Ideal Gas Equation Assumptions The two assumptions are that the gases are points of mass that move, they have no volume and that there is no interaction between other molecules.
But even the points of mass can collide with each other so wouldn't that be considered interaction between molecules? 
 A: By no interactions they mean no intermolecular attraction forces (van der Waal forces). In other words the internal energy of an ideal gas is all kinetic and no potential energy. In addition collisions between molecules and with the walls that contain them are considered perfectly elastic, so that both kinetic energy and momentum are conserved.
Hope this helps. 
A: For an ideal gas, the molecules move under the assumptions of kinetic theory - elastic collisions with no other forces acting between them, much like smooth billiard balls.
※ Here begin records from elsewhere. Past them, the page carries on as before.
PR #692, opened 2020-06-04
RMB-637: Run ANALYZE after index (re-)creation

julianladisch:
* Collect tables that need ANALYZE in rmb_internal_analyze
* At the end run ANALYZE for all of them

Prepending ${myuniversity}_${mymodule}. is no longer needed
because we set search_path.


julianladisch:
Sobha successfully tested it with a copy of the bugfest environment. Results are in the spreadsheet linked in https://issues.folio.org/browse/FOLIO-2625 .

PR #694, opened 2020-06-04
streamGet, getWithOptimizedSql wo queryTimeout RMB-639

adamdickmeiss:
We do need a builder pattern here.. Many arguments and many variants lead to a combinatorial explosion.


skoczko:
Am I correct this is re-introducing overloaded methods w/o the queryTimeout param? If so, I vote for this change so we remain backwards compatible

skoczko:
@MikhailFokanov Don't we also need an IT for the version with queryTimeout?

PR #698, opened 2020-06-08
RMB-643: Wrapped query parameter types

wwelling:
requires https://github.com/folio-org/raml/pull/125

### DIFF
--- a/domain-models-runtime-it/ramls/wrappedboolean.raml
+++ b/domain-models-runtime-it/ramls/wrappedboolean.raml
@@ -1,0 +1,25 @@
+#%RAML 1.0
+title: WrappedBoolean
+baseUri: http://github.com/org/folio/raml-module-builder/domain-models-runtime-it
+
+documentation:
+  - title: WrappedBoolean API
+    content: API used for Integration tests
+
+uses:
+  ramltojaxrs: raml-util/library/ramltojaxrs.raml
+
+/wrapped-boolean:
+  get:
+    queryParameters:
+      value:
+        type: boolean
+        (ramltojaxrs.types):
+          plugins:
+            - name: core.box
+        example: false
+        required: false
+    responses:
+      200:
+        body:
+          text/plain:
--- a/domain-models-runtime-it/src/test/java/org/folio/rest/WrappedBooleanApiTest.java
+++ b/domain-models-runtime-it/src/test/java/org/folio/rest/WrappedBooleanApiTest.java
@@ -1,0 +1,39 @@
+package org.folio.rest;
+
+import static io.restassured.RestAssured.*;
+import static org.hamcrest.Matchers.*;
+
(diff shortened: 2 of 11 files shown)


domain-models-runtime-it/src/test/java/org/folio/rest/WrappedBooleanApiTest.java
```diff
@@ -0,0 +1,39 @@
+package org.folio.rest;
+
+import static io.restassured.RestAssured.*;
+import static org.hamcrest.Matchers.*;
+
+import org.junit.jupiter.api.Test;
+
+public class WrappedBooleanApiTest extends ApiTestBase {
```
julianladisch, line 8: Can you remove `public`? Sonar complains about it: https://sonarcloud.io/project/issues?id=org.folio%3Araml-module-builder&pullRequest=698&resolved=false&types=CODE_SMELL

domain-models-runtime-it/ramls/wrappedboolean.raml
```diff
@@ -0,0 +1,25 @@
+#%RAML 1.0
```
julianladisch, line 1: Can you add a short boxing documentation to README.md with links to library/ramltojaxrs.raml and ramls/wrappedboolean.raml?

wwelling: Do you have a suggestion where at in the README would be appropriate?

domain-models-runtime/src/main/java/org/folio/rest/RestVerticle.java
```diff
@@ -1339,7 +1339,7 @@ else if(bodyContent.length() > 0) {
                 if (defaultVal != null) {
                   paramArray[order] = Integer.valueOf((String) defaultVal);
                 } else {
-                  paramArray[order] = 0;
+                  paramArray[order] = valueType.equals("int") ? 0 : null;
```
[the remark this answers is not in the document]
wwelling: I was thinking parameter type support could be more customizable. Something like parameter processors. Have default parameter processors in RMB and support custom parameter processors from modules with support for custom types.

This would make parameter support much more extensible and could help reduce number of arguments in endpoint methods.

I would much rather do that than just extract less than ideal code into a method to just be able to unit test it.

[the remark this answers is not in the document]
wwelling: Added integer query parameter to books API which covers the case for integer primitive query parameter. Added an example wrapped integer API and tests which covers the wrapped integer cases. This should cover the lines well enough. RestVerticle is in need of unit testing and possibly refactoring, but I feel that is out of scope of this issue.

wwelling:
@julianladisch are you going to make me write unit tests for query parameters for lines 1319-1388 for your approval?

PR #2114, opened 2026-05-27
ignore rtcp-based packet loss in individual ssrc streams

jmontorosf:
At least in this version of RTPengine (13.5.1) there are 3 different metrics for packet loss that can be exported via MQTT:
* in voipmetrics, based on RTCP packets
* in rate, that requires kernel mode to work, but is not feasible for us at the moment
* for each ssrc, even in userspace mode can measure the detected packet loss locally

Currently the one that fits better the our goal, to measure packets lost per second in userspace it would be the last one and if we want to have a general view we can sum them up together so we can see all the lost packets on a particular interface...

However, there is a catch, that individual ssrcs are not only measuring local packet loss but also accounting for RTCP messages and the problem is when an RTCP packet, it resets the local counters

image

you can see the red line is just counting rtcp messages, because it's not actually detecting local loss, and the orange one is increasing steadily for local counters, but dropping whenever there is a RTCP packet received breaking the packet lost per second

I've come across this line in this PR, and disabling it, it works like a charm.

Is there any reason for that? Could we define different metrics for rtcp based packet loss and local measured packet loss, worst case scenario could there be a way to enable/disable rtcp metrics with a flag?

Thanks

### DIFF
--- a/daemon/mqtt.c
+++ b/daemon/mqtt.c
@@ -240,22 +240,24 @@ static void mqtt_ssrc_stats(struct ssrc_entry_call *ssrc, JsonBuilder *json, str
 	json_builder_begin_object(json);
 
 	// copy out values
-	int64_t packets, octets, packets_lost, duplicates;
+	int64_t packets, octets, packets_lost, packets_lost_rtcp, duplicates;
 	packets = atomic64_get_na(&ssrc->stats->packets);
 	octets = atomic64_get_na(&ssrc->stats->bytes);
 	packets_lost = ssrc->packets_lost;
+	packets_lost_rtcp = ssrc->packets_lost_rtcp;
 	duplicates = ssrc->duplicates;
 
 	// process per-second stats
 	int64_t cur_ts = rtpe_now;
 	int64_t last_sample;
-	int64_t sample_packets, sample_octets, sample_packets_lost, sample_duplicates;
+	int64_t sample_packets, sample_octets, sample_packets_lost, sample_packets_lost_rtcp, sample_duplicates;
 
 	// sample values
 	last_sample = atomic64_get_set(&ssrc->last_sample, cur_ts);
 	sample_packets = atomic64_get_set(&ssrc->sample_packets, packets);
 	sample_octets = atomic64_get_set(&ssrc->sample_octets, octets);
 	sample_packets_lost = atomic64_get_set(&ssrc->sample_packets_lost, packets_lost);
+	sample_packets_lost_rtcp = atomic64_get_set(&ssrc->sample_packets_lost_rtcp, packets_lost_rtcp);
 	sample_duplicates = atomic64_get_set(&ssrc->sample_duplicates, duplicates);
 
 	json_builder_set_member_name(json, "packets");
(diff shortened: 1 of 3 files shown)


rfuchs:
Commenting out that line would probably break reporting the loss based on just what was received via RTCP, no?

jmontorosf:
Hi Richard,

Thanks for you prompt reply, yeah it would break the individual ssrc rtcp-based metrics, but i just checked and the voip_metrics which are rtcp based as well seem to be working fine. the problem in individual ssrc is when rtpengine is measuring locally and and rtcp report comes in it reset the counters... so it produces a misleading value.... i think there should be either a way to select if i want locally measured metric or rtcp based metrics (currently i prefer locally, because is more granular and it's actually what rtpengine sees, additionally rtcp messages can get lost as well if the packet loss is high enough) or produce two metrics one for rtcp based to see what the other end reports, and another one to verify what rtpengine considers has been lost..

Does it make sense?

rfuchs:
Just to be clear, this is with the `measure-rtp` setting, right?

Have you tried combining this with local RTCP generation (`generate-rtcp` flag)? I'm a little hazy on the details, but IIRC enabling this switches RTCP processing to a different code path so that locally measured values take precedence? (But I could be wrong and maybe received RTCP is still taken into account.) IIRC there's also something about interval-reported stats that require RTCP generation (perhaps that's MOS only?) because only then the relevant timer is active.

The thing is that locally measured values can be different from values reported via RTCP, not only when the remote RTCP sender reports bogus values, but packets lost on the way from rtpengine to the receiver could only be known from RTCP reports and could not be measured locally. Both values are interesting and relevant, but can possibly mean different things.

No argument that things can be improved here, but just removing that line of code is not the solution.

jmontorosf:
I agree that removing that line is probably not the solution, it was more to ilustrate my findings...

i noticed that the --measure-rtp doesn't seem to have any effect in measuring packets loss... it produces locally measured values with or without it, with the generate-RTCP flag it somehow improves the data, it doesn't seem to reset the counters, but still produces artifacts for overcounting lost packets when there are incoming rtcp messages....

do you think could there be a way to split it in two different metrics? to avoid mixing them up or do think there could be another better solution??

Thanks a lot for your support

rfuchs:
> i noticed that the --measure-rtp doesn't seem to have any effect in measuring packets loss... it produces locally measured values with or without it

That depends on the call scenario and the config. With MQTT reporting, the option is always enabled implicitly, at least for the kernel module.

> with the generate-RTCP flag it somehow improves the data

The difference (probably?) being that the RTCP timer (`__rtcp_timer_run()`) runs and through `rtcp_send_report()` manages the internal report blocks.

> it doesn't seem to reset the counters, but still produces artifacts for overcounting lost packets when there are incoming rtcp messages....
> 
> do you think could there be a way to split it in two different metrics? to avoid mixing them up or do think there could be another better solution??

Easiest probably would be to just keep two separate values, one for values taken from RTCP reports and another for measured?

jmontorosf:
> Easiest probably would be to just keep two separate values, one for values taken from RTCP reports and another for measured?

agreed!

jmontorosf:
@rfuchs I pushed some changes, what are your thoughts on this?

rfuchs:
Looks reasonable

PR #2120, opened 2026-06-11
Backport "support 'all' codec accept mode"

orgads:
Backport to mr26.0.


orgads:
@rfuchs I'm not sure about your backport policy, but I'd love to have this in mr26.0, so I can use binary packages instead of maintaining patches.

rfuchs:
Normally we only backport bug fixes. I'll see if this qualifies or could be an exception.

PR #2125, opened 2026-06-27
Unref ports after re-subscribe

alexbakker:
Previously, the ports used for a monologue subscription would leak upon re-subscribe. ``__assign_stream_fds`` cleared the stream fd queue without decrementing the ref count. This prevented ``monologue_destroy`` from releasing the ports on unsubscribe.


alexbakker:
Looks like the ``daemon-tests-alias`` test was relying on ports staying open after monologue destroy, but this only worked because of the ref count issue. Ports are now correctly released, so sends to those ports will fail. I've replaced those assertions with a new ``snd_no`` helper.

You could refer to these collisions as some form of interaction, but the details of the interaction are unknown and irrelevant for the theory.
A: Actually assumptions, on which kinetic theory of gases are based, are a little bit different than you stated. (Ideal Gas Law was derived from kinetic theory of gases). Basic assumptions are these :


*

*$N_V \gg 1 \,\,\to$ number of molecules in a volume is VERY big

*$\frac {V_{\text{molecule}}}{V_{\text{gas}}} \ll 1 \,\,\to$ molecule volume is negligible compared to volume of gases, but actually this assumption can be derived from a first one

*$\frac {E_{k}}{E_{k} + U} \approx 1 \,\,\to$ molecule total energy is it's kinetic energy due to elastic collisions between particles. Other forms of interactions are negligible, thus any form of potential energy of molecule is assumed to be $U=0$
There are more of assumptions used, you can read it here.
A: Collisions are not all the possible interactions: think e.g. of van der Waals forces, that cause attraction between the particles of the gas. So by no interactions we mean that there are no forces between the particles $\Leftrightarrow$ potential energy is considered constant (and usually set to zero) all across the system.
PS: apart from very peculiar setups, material points have null probability to collide one with another, so it is safe to use them as a model for the particles of an ideal gas.